# What is needed:
In the data below, find every line that has the string "Cards", and copy it.
____ Data for this exercise
PR #1620, opened 2017-06-01
Ported Cards from v1 to v2 | closes #1584

### LINKED ISSUE #1584: [v2] Cards Component
Depends on #1602

valnub:
Note:

.button undefined in card-md.less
________
# Finished task:
Ported Cards from v1 to v2 | closes #1584
### LINKED ISSUE #1584: [v2] Cards Component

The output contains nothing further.